You can access your personal data processed within your account at any time by logging in to your user account. After logging in to your account, you can modify your data at any time, as well as delete it. You can also decide to delete your account at any time by sending a message to the email address email@example.com.
In relation to the data collected in the user's account, you also have the right to transfer the data referred to in art. 20 GDPR.
If you want to subscribe to the newsletter, you must provide us with your e-mail address via the registration form on the website.
The data provided to us when subscribing to the newsletter is used to send you a newsletter, and the legal basis for their processing is your consent (art. 6 (1) letter and GDPR) when you subscribe to the newsletter.
Data is processed as part of the MailChimp mailing system and collected on a server provided by The Rocket Science Group, LLC and stored on a server provided by The Rocket Science Group, LLC.
The data will be processed for the duration of the newsletter operation, unless you cancel your receipt earlier, which will delete your data from the database.
At any time, you can correct your data stored in the newsletter database, as well as request their removal, giving up receiving the newsletter. You also have the right to transfer the data referred to in art. 20 GDPR.
By contacting us via e-mail, including by sending an inquiry via the Intercom chat, you naturally provide us with your e-mail address as the sender's address. In addition, you can also include other personal information in the body of the message.

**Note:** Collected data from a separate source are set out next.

PR #858, opened 2020-06-04
add a test that creates a zar space under brim

mikesbrown:
Brim isn't fully ready to handle zar spaces yet, but this test
establishes a temporary workflow for getting zar data into a space and
making sure Brim starts. As Brim's functionality to read a Zar space
improves, this test can be modified. The purpose of this is to put
something in place that changes alongside the functionality as opposed
to having nothing until all the functionality is ready. As such, there's
not as much abstraction as there otherwise would be: much of this should
get thrown away once Brim supports Zar.

The test uses Brim as the driver for starting zqd so that the test don't
have to do zqd orchestration itself. It ingests sample.tsv as usual.
Then it uses zealot to create a second, empty space called sample.zar
and also get space metadata from space sample.tsv.brim. The test then
imports samle.tsv.brim's all.zng into sample.zar, with a small enough
chop size to ensure multiple files. The test creates a number of
indexes. Finally, it reloads Brim and ensures Brim sees the second space.

### DIFF
--- a/itest/tests/zar.test.js
+++ b/itest/tests/zar.test.js
@@ -56,8 +56,18 @@ describe("Zar tests", () => {
         // interesting stuff.
         execSync(`"${ZAR}" import -s 1024B -R "${zarRoot}" "${zngFile}"`)
         await Promise.all(
-          [":ip", ":port", "uid", "_path"].map((index) =>
-            exec(`"${ZAR}" index -R "${zarRoot}" ${index}`)
+          [":ip", ":port", "uid", "_path"].map(
+            (index) =>
+              new Promise((resolve, reject) => {
+                const cmd = `"${ZAR}" index -R "${zarRoot}" ${index}`
+                exec(cmd, (error, stdout, stderr) => {
+                  if (error) {
+                    reject(`${cmd}: ${stderr}`)
+                  } else {
+                    resolve(0)
+                  }
+                })
+              })
           )
         )
 
--- a/itest/tests/zar.test.js
+++ b/itest/tests/zar.test.js
@@ -1,0 +1,85 @@
+/* @flow */
+
+// This is needed to use zealot outside a browser.
+global.fetch = require("node-fetch")
+
+import {exec, execSync} from "child_process"
+import path from "path"
+
+import zealot from "../../src/js/services/zealot"
+
+import {nodeZqDistDir} from "../lib/env"
+import {handleError, stdTest} from "../lib/jest.js"
+import {
+  ingestFile,
+  newAppInstance,
+  startApp,
+  waitForNewTab,
+  waitForResults
+} from "../lib/app"
+
+describe("Zar tests", () => {
+  let app
+  let testIdx = 0
+  const ZAR = path.join(nodeZqDistDir(), "zar")
+  beforeEach(() => {
+    app = newAppInstance(path.basename(__filename), ++testIdx)
+    return startApp(app)
+  })
+
+  afterEach(async () => {
+    if (app && app.isRunning()) {
+      return await app.stop()
+    }
+  })
+
+  stdTest(`Brim starts when a Zar space is present`, (done) => {
+    ingestFile(app, "sample.tsv")
+      .then(async () => {
+        await waitForResults(app)
+
+        // Figure out underlying space directories. One will be a
+        // zarRoot. The other will be used to read zng into zar.
+        const client = zealot.client("localhost:9867")
+
+        const sampleSpace = (await client.spaces.list())[0]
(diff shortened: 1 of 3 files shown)


itest/tests/zar.test.js
```diff
@@ -0,0 +1,85 @@
...
+        // sample.tsv.brim. Other times, it's the new tab page. Instead
+        // of forking off the flow further, I'm stopping any testing at
+        // this point.
+        // TODO: Understand why different pages appear when the app is
+        // restarted.
+        try {
+          await waitForResults(app)
+        } catch {
+          await waitForNewTab(app)
+        }
```
mikesbrown, line 78: Try a browser refresh instead.

mikesbrown: Considered and rejected due to other flakiness: in some instances, after issuing a https://www.electronjs.org/docs/api/browser-window#winreload, the Brim app would report the initial ingesting space as deleted. See for example here: https://github.com/brimsec/brim/runs/740557239?check_suite_focus=true

Logs show the Brim app sending the DELETE to zqd for reasons to me that are unclear.
```
[2020-06-05 00:18:56.130] [info] [6663dce9b9]:  refreshing window
[2020-06-05 00:18:56.132] [info] [6663dce9b9]:  starting delete for sp_1csTWovm9caRhn3KdnVzF2o4nDV
[2020-06-05 00:18:56.200] [info] [6663dce9b9]:  Deleted sp_1csTWovm9caRhn3KdnVzF2o4nDV
```
```
{"level":"info","ts":1591316336.133745,"logger":"http.access","msg":"Request completed","request_id":"10","host":"localhost:9867","method":"DELETE","proto":"HTTP/1.1","remote_addr":"127.0.0.1:33708","request_content_length":0,"url":"/space/sp_1csTWovm9caRhn3KdnVzF2o4nDV","elapsed":0.0001414,"response_content_length":0,"status_code":204}
```
Note that nothing in the test at  7bd212b was doing any deleting.

I don't think it's worth it to spend much more time honing this test when the zqd API is going to change again later.

jameskerr: Hey Mike, when you reload the page, brim will delete all spaces that are currently ingesting. It is almost the same logic as closing the window while ingest is happening. Since reloading the page is possible but not common for users to perform, we opted for not presenting a confirmed dialogue when reloading.

mikesbrown: > Hey Mike, when you reload the page, brim will delete all spaces that are currently ingesting.

Thanks for pointing this out. `ingestFile()` is supposed not to return until ingest has completed, and for that, we rely on the app. Maybe something is happening in a CI environment that isn't observable locally such that that logic isn't working.

mikesbrown: @jameskerr I fixed this problem by waiting 10 seconds for the ingest progress indicator to appear. In some cases, the test was racing ahead of the app and moving on because the ingest progress indicator hadn't yet appeared, so the test assumed ingest was finished. 911d308 does this. I was able to reproduce the problem on a linux vm within a few iterations. After 911d308, the test past more than 2000 iterations.

mikesbrown:
This is ready again. The failure is https://github.com/brimsec/zq/issues/613 .

itest/tests/zar.test.js
jameskerr: 2000 iterations! Thorough

itest/tests/zar.test.js
```diff
@@ -0,0 +1,82 @@
...
+
+        const zngFile = path.join(sampleSpace.data_path, "all.zng")
+        const zarRoot = zarSpace.data_path
+
+        // Create a zar archive inside the space and index some
+        // interesting stuff.
+        execSync(`"${ZAR}" import -s 1024B -R "${zarRoot}" "${zngFile}"`)
+        await Promise.all(
+          [":ip", ":port", "uid", "_path"].map((index) =>
+            exec(`"${ZAR}" index -R "${zarRoot}" ${index}`)
```
jameskerr, line 60: Exec doesn't return a promise by default. It returns a child process object. (which Promise.all will think is a resolved promise. 

You can "promisify it" though. There is an example in the docs here: https://nodejs.org/api/child_process.html#child_process_child_process_exec_command_options_callback

```js
const util = require('util');
const exec = util.promisify(require('child_process').exec);

async function lsExample() {
  const { stdout, stderr } = await exec('ls');
  console.log('stdout:', stdout);
  console.error('stderr:', stderr);
}
lsExample();
```

mikesbrown: I appreciate this feedback. I fixed it in a slightly different way.

jameskerr:
👍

Your data is processed in this case in order to contact you and the basis for processing is art. 6 par. 1 lit. a GDPR, or your consent resulting from initiating contact with us. The legal basis for processing after the end of the contact is a justified purpose in the form of archiving correspondence for internal needs (art. 6 (1) (c) of the GDPR).
The content of the correspondence can be archived and we can not clearly determine when it will be deleted. You have the right to request a communication history that you carried out with us (if it was subject to archiving), as well as request its removal unless its archiving is justified due to our overriding interests, e.g. protection against potential claims on your part.
Cookie files and other tracking technologies
Cookies are small text information stored on your terminal device (eg computer, tablet, smartphone) that can be read by our system.
You can find more details below.
Consent to cookies
Third party cookies
Analysis and statistics
We use the Intercom system to communicate with clients in real time. This is related to the use of Intercom cookies.
We use LiveSession cookies to track user behavior on the website so we can know where user exactly clicked and we can watch video of the user session on our website.
When embedding the Harmonizely scheduling page using embed code, the Google Analytics tag is included.
Using the website involves sending queries to the server on which the page is stored. Each query addressed to the server is saved in the server logs.
Logs include Your IP address, server date and time, information about the web browser and operating system you are using. Logs are saved and stored on the server.
The data stored in the server logs are not associated with specific people using the site and are not used by us to identify you.
The server logs are the only auxiliary material used to administer the site, and their content is not disclosed to anyone except those authorized to administer the server.